Provided data START

PR #439, opened 2021-02-06
Minor fixes to vim syntax highlighting

adigitoleo:
This fixes spurrious highlighting of characters immediately preceding
or following an enamlOperator. Also, the case of the notification
operator `::` followed by and EOL is now handled correctly. Lastly, the
`attr` keyword is highlighted using the Define group (like python
decorators, etc.)

### DIFF
--- a/tools/vim/syntax/enaml.vim
+++ b/tools/vim/syntax/enaml.vim
@@ -22,9 +22,10 @@ endif
 
 " Enaml extensions
 syn keyword enamlStatement      enamldef
+syn match enamlAttribute        "\%(\s*\)\zs\(attr\)\ze\%(\s\w\)"
 " FIXME: This captures the predefined operators, not any extensions that may be
 " added.
-syn match enamlOperator         "\%(\w\|\s\)\(::\|<<\|>>\|=\|:=\)\%(\w\|\s\)"
+syn match enamlOperator         "\%(\w\|\s\)\zs\(::\|<<\|>>\|=\|:=\)\ze\%(\w\|\s\|$\)"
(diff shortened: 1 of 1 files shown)


MatthieuDartiailh:
Could you share screenshots of the higlighting before and after the change ? I do not use vim personally and it would help me see if this patch makes vim highlighting closer to the other ones.

adigitoleo:
**Before**

Default neovim colorscheme:


My colorscheme:


---
**After**

Default neovim colorscheme:


My colorscheme:


---

This code doesn't work: the syntax at the second button is broken. That is to show the "spurrious" highlighting with the current syntax file, which is something I discovered  by accident. Mainly I'm just sharing this for the fix to the `::` operator which can be followed by a newline (the original regex didn't check for this).

I thought I would add a definition for `attr` while I am at it. Now I realise that `func` could also deserve special treatment... Or I can forgo these if it's inconsistent with the other editor tools.

adigitoleo:
In the new commit I have made `attr` and `func` use the same definition as `enamldef`, which looks consistent with python's `class` and `def` keywords, let me know what you think:

MatthieuDartiailh:
That is looking good. Note that alias could use the same treatment as attr and func. Just for you to know here is how it looks for me under VS Code which is based on the Sublime text syntax highlighting.
image

adigitoleo:
Thanks for your time and help, I've added `alias` as a special keyword also.

MatthieuDartiailh:
The improvements you made are already quite nice so I will merge those now. And you are obviously welcome to make another PR later. Thanks for your contribution !

PR #440, opened 2021-02-07
examples: prevent crash if executing a handler in the editor raises

### LINKED ISSUE #436: LiveEditor crash if view interaction creates exception
Using the following code in the view and pressing the button crashs the editor.

```
from enaml.widgets.api import *
from enaml.layout.api import *


enamldef DemoContainer(Container):
    attr model
    PushButton:
        clicked :: model.foo
```

MatthieuDartiailh:
Closes #436

Any error occurring will be redirected to the error pane, and the editor remain live. 

Note that the same approach should not be used in a general app since raising in a handler can leave the app in a corrupted state.

### DIFF
--- a/examples/applib/live_editor.enaml
+++ b/examples/applib/live_editor.enaml
@@ -12,6 +12,9 @@ stitched together to form a live Enaml code editor application.
 
 << autodoc-me >>
 """
+import sys
+import traceback
+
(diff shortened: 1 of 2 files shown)


MatthieuDartiailh:
@Tillsten does that address your issue ? or would you like something more ?

PR #443, opened 2021-02-20
Fix python3.9 support

pbehnke:
python3.9 was broken due to missing import.

### DIFF
--- a/enaml/core/parser/base_parser.py
+++ b/enaml/core/parser/base_parser.py
@@ -2652,7 +2652,7 @@ class BaseEnamlParser(object):
         ''' subscript : ELLIPSIS '''
         p[0] = ast.Ellipsis()
 
-    def p_subcript2(self, p):
+    def p_subscript2(self, p):
         ''' subscript : test '''
         p[0] = ast.Index(value=p[1])
 
--- a/enaml/core/parser/parser39.py
+++ b/enaml/core/parser/parser39.py
@@ -7,8 +7,9 @@
 #------------------------------------------------------------------------------
 import ast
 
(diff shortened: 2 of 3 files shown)


MatthieuDartiailh:
Thanks for your contribution. I took the liberty to use the singleton Load defined in base_parser rather creating new instances, and added some comments since I could not remember the reason behind those changes. If you can check It does fix your issue it would be great.

pbehnke:
Hello,

Yes, I noticed the Load class in base_parser and initially tried that approach (https://github.com/nucleic/enaml/pull/443/commits/48c4b4748ab2d60b3dec69fb56896633fe28c29c), but the Load object defined there is an instance rather than a class and therefore is not callable. You were already calling Load() here, so went with importing it from the ast module since it seemed to have a minimal impact on the rest of the code. I've tested this with enaml-web and it seems to fix the issue, which was just this missing symbol (Load) when using python3.9. Would you prefer passing the same instance to each of the ast.Tuple() calls? I haven't tried this as it seemed inconstant with the original intention, but can try it out if you'd like.

Great work on this project, btw. I'm love the ideas you've presented here; the use of kiwisolver is brilliant.

MatthieuDartiailh:
I already made the change to use the singleton from base_parser but had not time to add tests, so if you could test on your end (or better write test) it would be great.

pbehnke:
Ah! My bad; I missed seeing your commit. I rebuilt with this new change and it appears to have fixed the issue! Thank you!

MatthieuDartiailh:
Thanks for checking ! I will merge then

PR #452, opened 2021-09-06
Add support for notebook tab styling

frmdstryr:
I couldn't figure out how to style notebook tabs? 

If there's already a way to do it please close this.


MatthieuDartiailh:
I will need to test locally (hopefully before the end of the week) but the changes look good to me and I don't think there is a different way to do this.

MatthieuDartiailh:
I took the liberty to add the ability to switch between the default style and the custom one to make the example more illustrative. Otherwise this is great. Can you just add a changelog entry and I will merge ?

PR #466, opened 2021-12-28
rtd: fix build configuration

MatthieuDartiailh:
Because I do not own the nucleic org I cannot get rtd feedback on PR but I enabled PR building on RTD, so we can at least check things are fine.


MatthieuDartiailh:
Actually RTD won't build PR without org level intergration... too bad

PR #470, opened 2022-01-13
Add python fstring scintilla tokens

frmdstryr:
QsciLexerPython has tokens for fstrings now.


MatthieuDartiailh:
Look good. Please add an entry in the release notes.

PR #474, opened 2022-01-22
Pegen based new parser

MatthieuDartiailh:
This is a heavy WIP aiming at replacing the ply based parser by one based on pegen (i.e. the PEG parser generator used by CPython itself). 

By doing this I hope to:
- be able to support seamlessly and will little effort new Python syntax (i.e. match)
- have a clearer definition of the enaml syntax
- improve error reporting with proper line and offset tracking

Pegen has a 0.1 release to which I participated but will likely need some extra work around error reporting (the Python generated parser does not yet mimic the C one used by CPython).

Also note that this will imply to drop Python 3.7


sccolbert:
Hows the performance compared to the ply parser? (Im just curious).

MatthieuDartiailh:
I did not measure it yet but I plan to do so once I get the tests to pass.

frmdstryr:
Is anything blocking this? I've been working on getting KDevelop to support enaml and this parser sets the col_offsets.

frmdstryr:
I ran a quick benchmark using ipython's timeit on one of my projects. It was on 9 files loaded in in memory about 4k loc.

The existing parser is about 4-5 times faster. Both on python 3.10

```python
from enaml.core.parser import parse
# read files into dict of filename, source
# then benchmark with
%timeit [parse(s, f) for f, s in files.items()]
```
Existing parser (current master)

```py
296 ms ± 5.59 ms per loop (mean ± std. dev. of 7 runs, 1 loop each)
302 ms ± 18.5 ms per loop (mean ± std. dev. of 7 runs, 1 loop each)
290 ms ± 1.96 ms per loop (mean ± std. dev. of 7 runs, 1 loop each)
```

Pegen parser

```py
1.31 s ± 5 ms per loop (mean ± std. dev. of 7 runs, 1 loop each)
1.36 s ± 8.36 ms per loop (mean ± std. dev. of 7 runs, 1 loop each)
1.36 s ± 10.2 ms per loop (mean ± std. dev. of 7 runs, 1 loop each)
```

MatthieuDartiailh:
So this is definitively worse than I had hoped for. Could you try to measure separately the cost of lexing and of parsing ? Currently we use the builtin tokenize but I have changes (yet to be merged into pegen) that would allow to use a different tokenizer and it would be great to know if we can win anything on that front.

I think that a pegen based solution in pure Python will always be slower due to how the parser work but I hope we can make the change more tolerable. It also means I should look again into the option of precompiling enaml files during install.

frmdstryr:
I'm not sure if I'm doing it correctly but:

Existing parser
```python
from enaml.core.parser import _parser

def lex(source, filename):
    lexer = _parser.lexer(filename)
    lexer.input(source)
    return list(lexer.token_stream)
%timeit [lex(s, f) for f, s in files.items()]
```
101 ms ± 3.07 ms per loop (mean ± std. dev. of 7 runs, 10 loops each)def

Using tokenize used in the pegen branch

```python
import tokenizer
from pegen tokenizer import Tokenizer
def lex(source):
    tok_stream = tokenize.generate_tokens(io.StringIO(source).readline)
    tokenizer = Tokenizer(tok_stream)
    try:
        while tokenizer.getnext():
            pass
    except StopIteration:  
        pass
    return tokenizer._tokens
%timeit [lex(s) for f, s in files.items()]
```
57.7 ms ± 1.04 ms per loop (mean ± std. dev. of 7 runs, 10 loops each)

So the lexing part seems to be faster.

MatthieuDartiailh:
It does not look obviously wrong to me. So once I am done with 3.11 base support I won't lack things to do when it comes to the parser.

frmdstryr:
Well with the pegen parser, KDevelop can now at least highlight some of the variables properly.  :) The current parser does not set the col offsets for any of the python expressions so everything highlights out of wack.
image

I would like to get it to somehow check all the attributes and understand the scoping but the ast does not really map directly to python and confuses it.

MatthieuDartiailh:
I am honestly impressed you get that much to work. Improving tooling around enaml files is something I would like to pursue but I have no idea when.

MatthieuDartiailh:
Another thing to check would be to regenerate the parser with the main branchbof pegen which includes better handling of error checks and some optimizations around unused variable. I wonder how much it influences performance.

sccolbert:
That's pretty cool!

This all has me wondering what a next-gen Enaml would look like if we owned
the whole stack all the way down to rendering.

MatthieuDartiailh:
One project that reminds me of enaml (even though I did not dive deep enough) is https://slint-ui.com/releases/0.3.1/docs/rust/slint/docs/langref/index.html

frmdstryr:
The code is in https://github.com/frmdstryr/kdev-python/tree/enaml-support . Their parser originally used the c-api but since that was removed in 3.10 I changed it to use the python api and was able to just add the enaml stuff on top.

MatthieuDartiailh:
@frmdstryr I will try to merge this by the end of the week so as to unlock work on 3.11 support. I will open issues for the remaining pain points (speed, compilation to enamlc at install time, etc) since my current bandwidth won't allow me to get to them in a reasonable time.

frmdstryr:
Thanks Matthieu!

MatthieuDartiailh:
With the last fix all exopy tests pass and since our tests pass too I will consider this good enough to merge.

PR #476, opened 2022-02-07
core: avoid generating empty block when trimming bytecode blocks

MatthieuDartiailh:
This is missing a test but should otherwise be good.


MatthieuDartiailh:
The appveyor failure is unrelated and not something I have time to investigate ATM.

Issue #473, opened 2022-01-21
Mechanism to provide custom size hints


MatthieuDartiailh:
In some situation the toolkit provided size hint may be less than ideal. Matplotlib widgets are a perfect example of this as discussed on the mailing list: https://groups.google.com/d/msgid/enaml/CAPc_zRWYW0jUMP-m2YrYNmCihryV4Lgr_VUvJAQjQWM1gPU%2BGA%40mail.gmail.com?utm_medium=email&utm_source=footer

Providing a declarative way to override the toolkit size hint would be nice since the procedure to ignore the existing size hint based constraints and generating new ones is not trivial.

@sccolbert any take on the API we may want for this (attribute vs declarative method) ?

@bburan once we settle on an API I will try to implement the solution but since I have other enaml work that has been delayed a bit it may take some time. Feel free to make a PR yourself if you are so inclined.

bburan:
@MatthieuDartiailh Happy to take a stab at implementing once we come up with the API. The `MainWindow` class does have an `initial_size` attribute which seems along the lines of what one might expect (e.g., add a `size_hint` option). What's the basis for deciding between an attribute vs. method in this case?

sccolbert:
As far as attribute vs. method, making it a method would denote something
needs to be computed. Qt makes it a method, but you have access to
information like text measurement from which to compute a preferred size.
You won't have that at the Enaml level. Everything you compute would need
to be derived from information provided entirely from the Enaml side
(exposing the toolkit-provided size hint is probably impossible to make
work for a variety of reasons).

My first instinct would be to make it an attribute, but I could probably
drum up a use case for making it a method.

MatthieuDartiailh:
Going for a method would allow to retrieve the toolkit hint and then adapt it. It would also allow to adjust the guess based on the parent content. In the case discussed in the mailing list, one could retrieve the number of plots in the grid to provide a better hint.

Also with an attribute I could see people expecting that updating the attribute would update the layout.

So personally I favor a method whose default implementation retrieves the toolkit hint.

bburan:
A method does add flexibility and if all one wants to do is provide a size with no calculations, it's still fairly readable code, e.g.:
```
MPLContainer:
    size_hint => ():
        return (800, 400)
```
as opposed to:
```
MPLContainer:
    size_hint = (800, 400)
```

[...]

PR #478, opened 2022-02-17
Add example for overridding size hints

bburan:
This addresses PR #473

### DIFF
--- a/examples/layout/advanced/mpl_canvas_size.enaml
+++ b/examples/layout/advanced/mpl_canvas_size.enaml
@@ -1,0 +1,76 @@
+#------------------------------------------------------------------------------
+# Copyright (c) 2013, Nucleic Development Team.
+#
+# Distributed under the terms of the Modified BSD License.
+#
+# The full license is in the file LICENSE, distributed with this software.
+#------------------------------------------------------------------------------
+""" An example of how to override tolkit-supplied size hints on your widget.
+
+
+The toolkit-supplied size hint for MPLCanvas is 480 x 640 pixels, which
+prevents you from sizing the canvas smaller. This can be a problem when you are
+presenting a large grid of Matplotlib figures.
+
+This example demonstrates how to override the tookit-supplied size hint for
+MPLCanvas. By setting resist_width, resist_height, hug_height, and hug_width to
+'ignore', you can resize the figure almost freely in any direction.
+
+This serves to demonstrate how the resist, hug and limit constraints interact
+to control the size of a widget.
+
+<< autodoc-me >>
+"""
+
+import matplotlib.pyplot as plt
+import numpy as np
+
+from enaml.widgets.api import (Form, Label, MPLCanvas, ObjectCombo, VGroup,
+                               Window)
+
+
+def make_figure():
+    figure, axes = plt.subplots()
+    x = np.arange(1000) / 1000
+    y = np.sin(2 * np.pi * 5 * x)
+    axes.plot(x, y)
+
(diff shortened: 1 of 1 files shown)


examples/layout/advanced/mpl_canvas_size.enaml
```diff
@@ -0,0 +1,76 @@
+#------------------------------------------------------------------------------
+# Copyright (c) 2013, Nucleic Development Team.
```
MatthieuDartiailh, line 2: Please update the copyright year to 2022

examples/layout/advanced/mpl_canvas_size.enaml
```diff
@@ -0,0 +1,76 @@
...
+def make_figure():
+    figure, axes = plt.subplots()
+    x = np.arange(1000) / 1000
+    y = np.sin(2 * np.pi * 5 * x)
+    axes.plot(x, y)
+
+    # Call the `tight_layout` method anytime the user resizes the main window.
+    # This ensures that the axes titles and axes ticks are adjusted so they
+    # remain visible even at small sizes..
+    figure.canvas.mpl_connect('resize_event', lambda e: figure.tight_layout())
```
MatthieuDartiailh, line 41: You could enable constrained layout on your figure, plt.subplots(constrained_layout=True). It uses kiwisolver and give more consistent layout IMO. However I don't know if it will auto-refresh, or how to refresh it.

examples/layout/advanced/mpl_canvas_size.enaml
```diff
@@ -0,0 +1,76 @@
...
+    return figure
+
+
+enamldef Main(Window):
+
+    Form:
+        Label:
```
MatthieuDartiailh, line 48: May be worth detailing what resist_, hug_, limit_ impact each. So that people don't need to go find it in the source for themselves which is not exactly trivial.

MatthieuDartiailh (commented):
Looks good but I suggested some minor improvements. Also could you run the example_doc_generator.py found in docs/source/example and commit just the results relevant to this example.

MatthieuDartiailh:
You can ignore the 3.7 failures, I will drop support for it in the next version (done in a pending PR)

examples/layout/advanced/mpl_canvas_size.enaml
bburan: I didn't realize that constrained layout was based on kiwisolver. That's great. It also seems to auto-refresh so that's a nice bonus.

examples/layout/advanced/mpl_canvas_size.enaml
bburan: Done.

examples/layout/advanced/mpl_canvas_size.enaml
bburan: Done.

bburan:
I ran the example generator script but only committed the screenshot for the new example. I use Ubuntu, so the screenshot reflects the window decorations for that platform. Is that OK? I don't have access to a Mac OS computer.

MatthieuDartiailh:
I do not have a Mac anymore so even if I were to regenerate the examples the look would change so don't worry about that. Note however that you need to include the new example in the toctree of the documentation. That will fix the documentation CI.

Otherwise the changes looks great and I am happy to know that constrained layout worked well. Anytime I need to release a new version of kiwi, I sweat a bit since if I mess up the feedback is rather fast !

MatthieuDartiailh:
Thanks ! since the CIs failure are unrelated I will merge.

PR #479, opened 2022-02-18
Add new declarative @observe which ignores 'create' events by default

frmdstryr:
In order to avoid unnecessary calls to to `_update_proxy` (which by default only handles the `update` event type anyways), this change adds a new `observe` decorator in `enaml.core.declarative` that updates the default `change_types` flag to ignore `create` events. The widget declarations were updated to use the new import instead of the one from atom.api.  

The static observer added by the declarative metaclass will also ignore `created` events.

Any 3rd-party code using the original atom.api for custom members will be unchanged unless it relied on a create event from a superclass member. 

If someone needs the create event, either use the `observe` decorator from the atom.api or pass in the `change_types` flags for the needed. If the member had `@observe` on a super class, you can re-bind it with new flags to change the events triggerd.

### DIFF
--- a/enaml/core/declarative_meta.py
+++ b/enaml/core/declarative_meta.py
@@ -5,7 +5,11 @@
 #
 # The full license is in the file LICENSE, distributed with this software.
 #------------------------------------------------------------------------------
-from atom.api import Atom, AtomMeta, DefaultValue, Member, Typed
+from atom.api import Atom, AtomMeta, ChangeType, DefaultValue, Member, Typed
+
+
+#: The Declarative engine ignores the create event type
+D_CHANGE_TYPES = ChangeType.ANY & ~ChangeType.CREATE
 
 
 class DeclarativeDefaultHandler(Atom):
@@ -88,7 +92,7 @@ def patch_d_member(member):
         new_mode = DefaultValue.CallObject_ObjectName
         member.set_default_value_mode(new_mode, handler)
     if metadata['d_readable']:
-        member.add_static_observer(declarative_change_handler)
+        member.add_static_observer(declarative_change_handler, D_CHANGE_TYPES)
 
 
 class DeclarativeMeta(AtomMeta):
--- a/enaml/core/declarative_meta.py
+++ b/enaml/core/declarative_meta.py
@@ -8,7 +8,9 @@
 from atom.api import Atom, AtomMeta, ChangeType, DefaultValue, Member, Typed
 
 # The declarative engine only updates for these types of changes
-D_CHANGE_TYPES = ChangeType.UPDATE | ChangeType.PROPERTY | ChangeType.EVENT
+D_CHANGE_TYPES = (
+    ChangeType.UPDATE | ChangeType.PROPERTY | ChangeType.EVENT | ChangeType.DELETE
+)
 
 
 class DeclarativeDefaultHandler(Atom):
--- a/enaml/core/declarative_meta.py
+++ b/enaml/core/declarative_meta.py
@@ -7,9 +7,8 @@
 #------------------------------------------------------------------------------
 from atom.api import Atom, AtomMeta, ChangeType, DefaultValue, Member, Typed
 
-
-#: The Declarative engine ignores the create event type
-D_CHANGE_TYPES = ChangeType.ANY & ~ChangeType.CREATE
+# The declarative engine only updates for these types of changes
+D_CHANGE_TYPES = ChangeType.UPDATE | ChangeType.PROPERTY | ChangeType.EVENT
 
 
 class DeclarativeDefaultHandler(Atom):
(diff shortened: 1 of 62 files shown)


MatthieuDartiailh:
This looks really nice !

enaml/core/declarative_meta.py
```diff
@@ -88,7 +92,7 @@ def patch_d_member(member):
         new_mode = DefaultValue.CallObject_ObjectName
         member.set_default_value_mode(new_mode, handler)
     if metadata['d_readable']:
-        member.add_static_observer(declarative_change_handler)
+        member.add_static_observer(declarative_change_handler, D_CHANGE_TYPES)
```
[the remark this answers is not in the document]
MatthieuDartiailh: In particular, I am wondering if the absence of container type change does not explain some issue I had in the past trying to implement a ListView.
@sccolbert can you tell if container is missing by design or is it an oversight ? And same qiestion for delete.

MatthieuDartiailh:
The 3.7 fails are expected we are dropping support for it bit the CI update is a pending PR.

enaml/core/declarative_meta.py
```diff
@@ -5,7 +5,10 @@
 #
 # The full license is in the file LICENSE, distributed with this software.
 #------------------------------------------------------------------------------
-from atom.api import Atom, AtomMeta, DefaultValue, Member, Typed
+from atom.api import Atom, AtomMeta, ChangeType, DefaultValue, Member, Typed
+
+# The declarative engine only updates for these types of changes
+D_CHANGE_TYPES = ChangeType.UPDATE | ChangeType.PROPERTY | ChangeType.EVENT
```
MatthieuDartiailh, line 11: I feel like the previous version was more sensible, but let see if @sccolbert has an opinion.

frmdstryr: After thinking about it a little, the only way it could send the wrong change types would be if someone re-adds the `declarative_change_handler` with different flags.

Since that is unlikley to happen unintentially, I figured its safe to do.

I added a new set of flags for the observe decorator so that still keeps everything except create.

MatthieuDartiailh: I wanted to write and test a minimal demonstration, but since I can not find the time, let me try to demonstrate why I believe delete and container should be on that list.

```python
enamldef A(Container): a:
    attr t: str = "test"
    
    Field:
        test := a.t

    PushButton:
        text = "Reset"
        clicked:: del a.t
```

I often use the ability of atom to delete an attribute to restore it to its default. If the declarative engine ignores delete, it won't update the field here, which I believe is wrong.

WDYT ? I think a similar argument holds for container.

frmdstryr: They weren't used before unless I'm missing something: 
https://github.com/nucleic/enaml/blob/main/enaml/core/declarative_meta.py#L644

I think it'd be best to keep it the same then try enabling those in a separate PR.

MatthieuDartiailh: We could also check both project history. It is possible this bit predates delete and container notifications.

frmdstryr: It looks like delete was there 6 months before the property one was added. 

I guess I can just try it and see if there's any noticeable difference.

MatthieuDartiailh: Please do. Short of a direct answer from @sccolbert, this is the best path forward since we both agree it would make sense for it to be present.

MatthieuDartiailh:
I managed to fix the CIs though so could you rebase so that at least this is green ?

enaml/core/declarative_meta.py
sccolbert: I don't think I ever enabled container event listening, because I was never really happy with my implementation of reactive containers. For example, someone calling `.append` in a loop on a container list would end in disaster if the events were fired off synchronously. 

If I remember correctly, I was intending to add a dispatch mechanism which would batch the changes into a single event, then fire off that event when control returned to the event loop. But that would be a pretty big can of worms, probably best left to a major update/revision where we can streamline a bunch of stuff by not trying to be toolkit backend agnostic.

MatthieuDartiailh: I understand this concern. So I propose that for this PR we enable delete, leave container out and add somewhere in tye documentation the special behavior of enaml with respect to create and container.

Reworking notification should first happen in atom and while this is something I have been thinking about for years, I do not seem to be able to find the time to make any progress on it.

MatthieuDartiailh:
Actually for the docs in their current state I do not see where to add the information. It is a bit advanced for the getting started. it may have to wait for a doc overhaul...

MatthieuDartiailh:
@frmdstryr let me know your opinion regarding the documentation but with an entry in the release notes I believe this is good to go.

MatthieuDartiailh:
I think so, too, but this is currently empty. If you are inspired, feel free to get the section started.

releasenotes.rst
```diff
@@ -9,6 +9,7 @@ Dates are written as DD/MM/YYYY
 - fixes several bugs in corner cases of the Qt dock area PR #469
 - add python fstring scintilla tokens PR #470
 - address PyQt deprecation of accepting float values for pixel dimensions PR #471 and #481
+- add new declarative @observe which ignores 'create' events by default PR #479
```
MatthieuDartiailh, line 12:
```suggestion
- add new declarative @observe which ignores 'create' and 'container' events by default PR #479
- use atom builtin filtering mechanism to avoid refreshing the declarative engine on 
  'create' and 'container' event PR # 479
```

Provided data END

### What you will do
Look above for the line holding "MatthieuDartiailh, line 2: Please" and the line holding "bburan: I didn't". Retype both, and every line between them, word for word and nothing else.

### Exercise response
MatthieuDartiailh, line 2: Please update the copyright year to 2022

examples/layout/advanced/mpl_canvas_size.enaml
```diff
@@ -0,0 +1,76 @@
...
+def make_figure():
+    figure, axes = plt.subplots()
+    x = np.arange(1000) / 1000
+    y = np.sin(2 * np.pi * 5 * x)
+    axes.plot(x, y)
+
+    # Call the `tight_layout` method anytime the user resizes the main window.
+    # This ensures that the axes titles and axes ticks are adjusted so they
+    # remain visible even at small sizes..
+    figure.canvas.mpl_connect('resize_event', lambda e: figure.tight_layout())
```
MatthieuDartiailh, line 41: You could enable constrained layout on your figure, plt.subplots(constrained_layout=True). It uses kiwisolver and give more consistent layout IMO. However I don't know if it will auto-refresh, or how to refresh it.

examples/layout/advanced/mpl_canvas_size.enaml
```diff
@@ -0,0 +1,76 @@
...
+    return figure
+
+
+enamldef Main(Window):
+
+    Form:
+        Label:
```
MatthieuDartiailh, line 48: May be worth detailing what resist_, hug_, limit_ impact each. So that people don't need to go find it in the source for themselves which is not exactly trivial.

MatthieuDartiailh (commented):
Looks good but I suggested some minor improvements. Also could you run the example_doc_generator.py found in docs/source/example and commit just the results relevant to this example.

MatthieuDartiailh:
You can ignore the 3.7 failures, I will drop support for it in the next version (done in a pending PR)

examples/layout/advanced/mpl_canvas_size.enaml
bburan: I didn't realize that constrained layout was based on kiwisolver. That's great. It also seems to auto-refresh so that's a nice bonus.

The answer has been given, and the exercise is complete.